Правда, для турок доходы от таможенных сборов и других налогов всегда были менее привлекательными, чем быстрый доход от успешного грабежа, и после двадцатилетнего размышления они решили прибегнуть к более наглой политике. На троне Османской империи в это время восседал султан Сулейман Кануни Законодатель, в Западной Европе его называли Великолепным, великим монархом (родился в 1494 г., султан в 1520–1566 гг.), чей средиземноморский флот оказался настолько эффективным инструментом правления и завоевания, что он решил использовать его для установления своей власти и на других морях. Долгое время он негодовал по поводу португальской блокады выхода из Персидского залива, поддерживаемой базировавшейся на Ормузе эскадрой, и, как повелитель Египта, султана которого его отец разбил и сместил в 1517 году, он поддерживал переписку с правителями Индии, исповедовавшими мусульманскую религию. Главным из них был правитель Гуджарата, внук того, чья попытка вытеснить португальцев из Индии в союзе с египетским султаном была разбита в морских сражениях при Чауле и Диу. После этих поражений правитель Гуджарата дал португальцам разрешение заходить в Диу для торговли и со временем настолько изменил свою антиевропейскую позицию, что выделил им площадь для поселения, которая позднее была обнесена стеной и укреплена.
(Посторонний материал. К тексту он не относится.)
PR #183, opened 2024-03-04
tests: Collector specific tests for real hw

dashmage:
Adds collector specific tests most notably for redfish.

For the redfish test, two new env vars are introduced for the username and password credentials. After successful authentication to the redfish service, the redfish specific metrics are fetched.

Also fixes "ipmi_sensor" typo in `parse_metrics` function and `test_collector_specific_metrics_available`.

The documentation for letting the user know that they have to add these env vars for redfish will come as part of a later PR which will cover all prerequisite steps for real h/w testing.

### DIFF
--- a/tests/functional/test_charm.py
+++ b/tests/functional/test_charm.py
@@ -13,6 +13,7 @@ from uuid import uuid4
 import pytest
 import yaml
 from pytest_operator.plugin import OpsTest
+from tenacity import AsyncRetrying, RetryError, retry_if_result, stop_after_attempt, wait_fixed
 from utils import RESOURCES_DIR, get_metrics_output, parse_metrics, run_command_on_unit
 
 from config import TOOLS_DIR
@@ -203,7 +204,7 @@ class TestCharmWithHW:
         [
             "ipmi_dcmi",
             "ipmi_sel",
-            "ipmi_sensors",
+            "ipmi_sensor",
             "redfish",
             "poweredge_raid",
             "mega_raid",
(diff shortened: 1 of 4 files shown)


Pjack (approved):
LGTM

tests/functional/test_charm.py
```diff
@@ -175,6 +176,135 @@ async def test_collector_specific_metrics_available(
...
+        if "poweredge_raid" not in provided_collectors:
+            pytest.skip("poweredge_raid not in provided collectors, skipping test")
+
+        results = await get_metrics_output(ops_test, unit.name)
+        parsed_metrics = parse_metrics(results.get("stdout").strip())
+        for metric in parsed_metrics.get("poweredge_raid"):
+            if metric.name == "perccli_command_success":
+                assert metric.value == 1.0, f"{metric.name} value is incorrect"
+            elif metric.name == "perccli_command_ctrl_success":
+                assert metric.value == 0.0, f"{metric.name} value is incorrect"
```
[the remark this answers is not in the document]
dashmage: You're right, good catch.

Pjack (dismissed):

dashmage:
Rebased changes from master branch

tests/functional/test_charm.py
```diff
@@ -219,6 +220,135 @@ async def test_collector_specific_metrics_available(
         parsed_metrics = parse_metrics(results.get("stdout").strip())
         assert parsed_metrics.get(collector), f"{collector} specific metrics are not available."
 
+    async def test_redfish_metrics(self, ops_test, app, unit, provided_collectors):  # noqa: C901
```
jneo8, line 223: **suggestion (blocking):** 

The test function's name does not clearly indicate it's for real hardware testing. Prefixing it could unify and clarify its purpose as part of a series of hardware-related tests

Pjack (approved):

tests/functional/test_charm.py
```diff
@@ -219,6 +220,135 @@ async def test_collector_specific_metrics_available(
...
+        if username is None or password is None:
+            pytest.fail("Environment vars for redfish creds not set")
+        await asyncio.gather(
+            app.set_config({"redfish-username": username}),
+            app.set_config({"redfish-password": password}),
+            ops_test.model.wait_for_idle(apps=[APP_NAME]),
+        )
+
+        logging.info("Check metric after setting redfish credentials...")
+        try:
```
jneo8, line 249: **nitpick (non-blocking):** 

Maybe you want to check if the service is in active status instead of querying the endpoint?

I saw we assign the result variable in the retry block and used later for checking. More clearly, we can re-write this part like below:

```python
try:
    (check service available)
except:
    pytest.fail()
    
result = get_metrics_from_endpoint()
```

jneo8 (changes requested):

tests/functional/test_charm.py
dashmage: This test belongs to the `TestCharmWithHW` class in which all the tests are hardware dependent and require real hardware for testing. This is also signified by the "realhw" marker attached to the class (which would extend it to all the tests as well).

So, none of the tests in this class have any explicit mention of requiring real hardware since it's implied by belonging to the class itself.

jneo8: Ok that make sense now, thanks for explain about this.

sudeephb (approved):
LGTM

tests/functional/test_charm.py
dashmage: For some reason, while trying this even after the service was active the curl command for metrics didn't go through during my tests. So I was retrying directly for the results itself since that's what we're finally testing with

dashmage:
Had to rebase from master again due to new changes

tests/functional/test_charm.py
```diff
@@ -320,6 +321,135 @@ async def test_resource_clean_up(self, ops_test, app, unit, required_resources):
             ),
         )
 
+    async def test_redfish_metrics(self, ops_test, app, unit, provided_collectors):  # noqa: C901
+        """Tests for redfish specific metrics."""
+        if "redfish" not in provided_collectors:
+            pytest.skip("redfish not in provided collectors, skipping test")
+
+        results = await get_metrics_output(ops_test, unit.name)
```
gabrielcocenza, line 329: Why not change the output of `get_metrics_output` to already return the result parsed?
The `return-code` could also be part of it and I guess it would cover all use cases.

This would avoid of always getting the result and then transform into a format that is more usable for the tests

tests/functional/test_charm.py
```diff
@@ -320,6 +321,135 @@ async def test_resource_clean_up(self, ops_test, app, unit, required_resources):
...
+        parsed_metrics = parse_metrics(results.get("stdout").strip())
+        for metric in parsed_metrics.get("redfish"):
+            if metric.name == "redfish_service_available":
```
gabrielcocenza, line 332: I have some questions:
Should this test pass if there is no `redfish` on the parsed_metrics?
Would be ok if this metric changes the name in the upstream code, not be checked and still pass the tests?

tests/functional/test_charm.py
```diff
@@ -320,6 +321,135 @@ async def test_resource_clean_up(self, ops_test, app, unit, required_resources):
...
+                    await ops_test.model.wait_for_idle(apps=[APP_NAME])
+                if not attempt.retry_state.outcome.failed:
+                    attempt.retry_state.set_result(results["return-code"])
+        except RetryError:
+            pytest.fail("Not able to obtain metrics.")
+
+        parsed_metrics = parse_metrics(results.get("stdout").strip())
+        for metric in parsed_metrics.get("redfish"):
+            if metric.name == "redfish_call_success":
+                assert metric.value == 1.0, f"{metric.name} should be 1.0 after login."
```
gabrielcocenza, line 370: Those asserts are very repetitive, and I think using the [keyword class pattern](https://peps.python.org/pep-0622/#class-patterns) is a good thing here. You could do something like this:

```python
def _assert_metric(metrics, name, value):
    result = []
    for metric in metrics:
        match metric:
            case Metric(name=name, value=value):
                result.append(metric)
    assert len(result) == 1
```

And then
```python
_assert_metric(parsed_metrics.get("redfish"), "redfish_call_success", 1.0)
```

gabrielcocenza (dismissed):

tests/functional/test_charm.py
gabrielcocenza: Actually I discovered that unfortunately my suggestions does not work inside a function.
Something like this would work, but it needs to be hardcoded which adds little value:

```python
for metric in parsed_metrics.get("redfish"):
    expected_result = []
    match metric:
        case Metric(name="redfish_call_success", value=1.0):
            expected_result.append(metric)
        case Metric(name="redfish_service_available", value=1.0):
            expected_result.append(metric)
    assert len(expected_result) == 2
```
But in any case, transforming those asserts into a function would avoid repetitive code.

gabrielcocenza (commented):
My comments are not blockers, just suggestions

tests/functional/test_charm.py
dashmage: That's actually a really nice idea, thanks for the suggestion. I'll implement this.

tests/functional/test_charm.py
dashmage: Hmm, I hadn't thought of that. The test shouldn't pass if there isn't redfish in the parsed_metrics. If the redfish collector is enabled we expect to see redfish metrics. Thanks for pointing it out, I'll add a check that fails the test in case redfish isn't present in parsed_metrics.

tests/functional/test_charm.py
dashmage: Appreciate the thoughtful insights here. The only issue I see with just checking the number of expected results is that we aren't exactly sure which metric is the one that has the wrong value. 

But I do think there's value in moving the repetitive asserts into a function - I can change the assertion fail log in one place which is a nice benefit.

```python
def assert_metric(metrics, name, value):
    for metric in metrics:
         if metric.name == name:
              assert metric.value == value, f"wrong value"

# call the function
assert_metric(parsed_metrics, "redfish_call_success", 1.0)
```
For such a simple case, the `match` syntax adds extra verbosity so I've just decided to keep the if statements here.

The structural pattern matching PEP was a good read as well :+1:

tests/functional/test_charm.py
dashmage: In the [latest commit ](https://github.com/canonical/hardware-observer-operator/pull/183/commits/766ec8589708c64dd21b48dc3e9ad68ab5c1b110) I've reduced the complexity of the retry block by creating a custom exception that would be raised when the metrics are not able to be fetched.

jneo8 (approved):

tests/functional/test_charm.py
Pjack: Sorry that I close this conversation behave of @gabrielcocenza . 
Ashley is not available tomorrow and since the code was been revised, it's reasonable to close it.

tests/functional/test_charm.py
Pjack: Sorry that I close this conversation behave of @gabrielcocenza . 
Ashley is not available tomorrow and since the code was been revised, it's reasonable to close it.

sudeephb (approved):
LGTM, thanks.

Issue #165, opened 2024-02-15
RedfishSensorHealthNotAvailable alert is having many false positive activations


err404r:
For example It triggers for "sensor=PSU2 PowerCapacityWatts" readings. And for such sensor reading it is ok to have no health metric not avaliable. So we should either remove this alert or make it work properlly

PR #184, opened 2024-03-04
Remove Redfish HealthNotAvailable Alerts

sudeephb:
These cause a lot of alerts with no solutions. 
In some cases, it is expected for sensors to not have health info.
In other cases, where it may make sense to have the health info, there is nothing the operator can do if redfish itself isn't providing the Health info and providing `N/A`. So, the alert cannot be resolved.

Closes: #165

### DIFF
--- a/src/prometheus_alert_rules/redfish.yaml
+++ b/src/prometheus_alert_rules/redfish.yaml
@@ -37,18 +37,6 @@ groups:
               SENSOR_READING = {{ $labels.reading }}
               LABELS = {{ $labels }}
 
-      - alert: RedfishSensorHealthNotAvailable
-        expr: redfish_sensor_info{health="N/A"}
-        for: 0m
-        labels:
-          severity: warning
-        annotations:
-          summary: Redfish sensor health not available. (instance {{ $labels.instance }})
-          description: |
-            Redfish sensor health not available.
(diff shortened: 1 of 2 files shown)


Pjack (approved):

sudeephb:
> LGTM, but just to double confirm, are all these alerts not useful or create false alarms?

Sort of both. The issue #165 mentions about false positives. And since we get no additional info from redfish(which caused HealthNotAvailable to be fired in the first place), there's no way to 'fix' these alerts.
And Health info is not available, the alerts will be fired both when health is good or bad, we just don't know because redfish didn't give the health info to us. In this sense, these alerts are not very useful.

dashmage (approved):
Thanks for your changes! I do remember a conversation with Managed Solutions where we discuss about these alerts -- that they might want to be notified in case we're not able to get metrics for some sensor because there might be something wrong that the COE would want to know about. Eg: Maybe health is not OK for the processor but redfish isn't able to fetch the right metrics for it. But the COE might still want to be alerted (with a lower priority of course) that there's some missing processor metrics and its health may or may not be OK.

But if this is causing more trouble than necessary through a lot of false positives, I'm in favor of removing them.

jneo8 (approved):

PR #185, opened 2024-03-05
Deploy environment for integration tests with COS

sudeephb:
This deploys a lxd model and a k8s model on pre-existing lxd and microk8s controllers. On those models, Hardware Observer and COS are deployed.
The CI configuration to create the controllers will be created as a separate PR,. The current version works as is with environment variables(`LXD_CONTROLLER` and `K8S_CONTROLLER`) passed for the corresponding controller names.
The actual tests will also be implemented in a separate PR.


tests/integration/test_cos_integration.py
```diff
@@ -0,0 +1,136 @@
...
+def get_this_script_dir() -> Path:
+    filename = inspect.getframeinfo(inspect.currentframe()).filename  # type: ignore[arg-type]
+    path = os.path.dirname(os.path.abspath(filename))
+    return Path(path)
+
+
+@pytest.mark.abort_on_fail
+async def test_setup_and_deploy(ops_test: OpsTest, series, channel):
+    """Setup models and then deploy Hardware Observer and COS."""
+    lxd_ctl_name = os.environ["LXD_CONTROLLER"]
```
jneo8, line 29: **suggestion (non-blocking):** 

This is a very important information we should know before running the test, maybe you want to change it as global immutable variable instead of hiding inside this function.

tests/integration/test_cos_integration.py
```diff
@@ -0,0 +1,136 @@
...
+    await k8s_mdl.set_config({"logging-config": "<root>=WARNING; unit=DEBUG"})
+
+    await _deploy_cos(ops_test, series, channel, k8s_ctl, k8s_mdl)
+
+    await _deploy_hardware_observer(ops_test, series, channel, lxd_mdl)
+
+    await _add_cross_controller_relations(ops_test, series, channel, k8s_ctl, k8s_mdl, lxd_mdl)
+
+
+async def _deploy_cos(ops_test, series, channel, k8s_ctl, k8s_mdl):
```
jneo8, line 55: **nitpick (blocking):** 

Please consider to add doc-string for this function and could you explain why you choose to run juju command with subprocess instead of using pytest-operator?

tests/integration/test_cos_integration.py
```diff
@@ -0,0 +1,136 @@
...
+        "--trust",
+        "-m",
+        f"{k8s_ctl.controller_name}:{k8s_mdl.name}",
+        "--overlay",
+        str(get_this_script_dir() / "offers-overlay.yaml"),
+    ]
+    subprocess.run(cmd, check=True, stdout=subprocess.PIPE, stderr=subprocess.STDOUT)
+
+
+async def _deploy_hardware_observer(ops_test, series, channel, lxd_mdl):
```
jneo8, line 71: **nitpick (blocking):** 

Need doc-string here.

tests/integration/test_cos_integration.py
```diff
@@ -0,0 +1,136 @@
...
+        ),
+    )
+
+    await lxd_mdl.add_relation("ubuntu:juju-info", "hardware-observer:general-info")
+    await lxd_mdl.add_relation("hardware-observer:cos-agent", "grafana-agent:cos-agent")
+    await lxd_mdl.add_relation("ubuntu:juju-info", "grafana-agent:juju-info")
+    await lxd_mdl.block_until(lambda: len(lxd_mdl.applications["hardware-observer"].units) > 0)
+
+
+async def _add_cross_controller_relations(ops_test, series, channel, k8s_ctl, k8s_mdl, lxd_mdl):
```
jneo8, line 97: **nitpick (blocking):** 

Need doc-string here.

tests/integration/test_cos_integration.py
```diff
@@ -0,0 +1,136 @@
...
+    k8s_ctl_name = os.environ["K8S_CONTROLLER"]
+
+    # The current model name is generated by pytest-operator from the test name + random suffix.
+    # Use the same model name in both controllers.
+    k8s_mdl_name = lxd_mdl_name = ops_test.model_name
+
+    # Assuming a lxd controller is ready and its name is stored in $LXD_CONTROLLER.
+    lxd_ctl = Controller()
+    await lxd_ctl.connect(lxd_ctl_name)
+    lxd_mdl = await get_or_add_model(ops_test, lxd_ctl, lxd_mdl_name)
```
jneo8, line 39: **question (non-blocking):** 

Any reason the model will exists before running the test?

tests/integration/test_cos_integration.py
```diff
@@ -0,0 +1,136 @@
...
+    await k8s_ctl.connect(k8s_ctl_name)
+    k8s_mdl = await get_or_add_model(ops_test, k8s_ctl, k8s_mdl_name)
+    await k8s_mdl.set_config({"logging-config": "<root>=WARNING; unit=DEBUG"})
+
+    await _deploy_cos(ops_test, series, channel, k8s_ctl, k8s_mdl)
+
+    await _deploy_hardware_observer(ops_test, series, channel, lxd_mdl)
+
+    await _add_cross_controller_relations(ops_test, series, channel, k8s_ctl, k8s_mdl, lxd_mdl)
+
```
jneo8, line 53: **nitpick (non-blocking):** 

You probably want to add a simple check here to confirm the environment is ready.

jneo8 (changes requested):
The direction seems ok to me. Just some nitpicks and questions. Please see my inline comments.

tox.ini
```diff
@@ -86,3 +86,17 @@ deps =
...
+  -r {toxinidir}/tests/integration/requirements.txt
+passenv =
+    K8S_CONTROLLER
+    LXD_CONTROLLER
+allowlist_externals =
+    sh
+commands =
+    sh -c 'if [ -z "$K8S_CONTROLLER" ]; then echo "The K8S_CONTROLLER variable must be set."; exit 1; fi'
+    sh -c 'if [ -z "$LXD_CONTROLLER" ]; then echo "The LXD_CONTROLLER variable must be set."; exit 1; fi'
+    pytest {toxinidir}/tests/integration -vv --log-cli-level=INFO -s {posargs}
```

Его сын и внук, однако, подвергались постоянному давлению Сулеймана, требовавшего, чтобы они вернулись к изначальной враждебности по отношению к португальцам. В результате сын вскоре после восшествия на трон был убит в стычке с португальцами в гавани Диу, а внук, придя к власти, стал планировать вместе с Сулейманом изгнание португальцев из Гуджарата, если не из всей Индии, путем захвата их цитадели в Диу.
Агрессивность восточных планов Сулеймана стала очевидной благодаря строительству флота военных галер в Суэце, которые определенно не нужны были для обороны, и это заставило португальских адмиралов, у которых еще были свежи в памяти уроки Чаула, вести постоянные наблюдения за этим направлением. Но после того сражения экспансия португальской торговли на Востоке достигла такого размаха, что флота оказалось недостаточно, чтобы защитить ее от локальных нападений во всех местах. Выход был один – выводить тоннаж, занятый торговыми операциями, и финансовые потери от такого шага обещали быть больше, чем от турецкого рейда. Поэтому меры для увеличения эскадр на Ормузе и в Адене приняты не были. Да и, как оказалось, в увеличении военной составляющей португальского флота не было необходимости, поскольку на португальцев здесь никто не нападал. Сулейман тоже помнил уроки Чаула, равно как и уроки Малабара, и не собирался рисковать. Он был готов в любой момент вступить в бой с португальцами на суше, что не раз доказывал, но он имел достаточное представление о военно-морской тактике, чтобы понимать: по крайней мере в то время португальцы знали больше и были сильнее. (Просто султан не желал отвлекать силы со средиземноморского театра военных действий, где все это время шли тяжелые сражения турецкого флота с испанским, венецианским и другими. –
Но шанс не заставил себя долго ждать. Когда король Ачеха в 1538 году напал на Малакку – об этом уже говорилось, для разгрома ачехского флота потребовались все португальские корабли, присутствовавшие в восточных морях, в том числе эскадры из Ормуза и Адена. В результате португальский флаг на время покинул западную часть Индийского океана. Это случилось во время летних муссонов, то есть когда все плыли в подветренную сторону и не могли вернуться обратно до осени. Это был шанс Сулеймана – попутный ветер к Индии и ни одного корабля противника, чтобы преградить путь. Как только до Сулеймана дошли сведения об уходе флота из Адена и Ормуза, он немедленно отправил приказ своему тезке Сулейману-паше, командовавшему Суэцким флотом, плыть в Гуджарат. Там ему предстояло совместно с армией Гуджарата разорить португальское поселение в Диу и после смены муссонов вернуться в Суэц со всей добычей и пленными, которых он сможет захватить до возвращения португальцев из Малакки.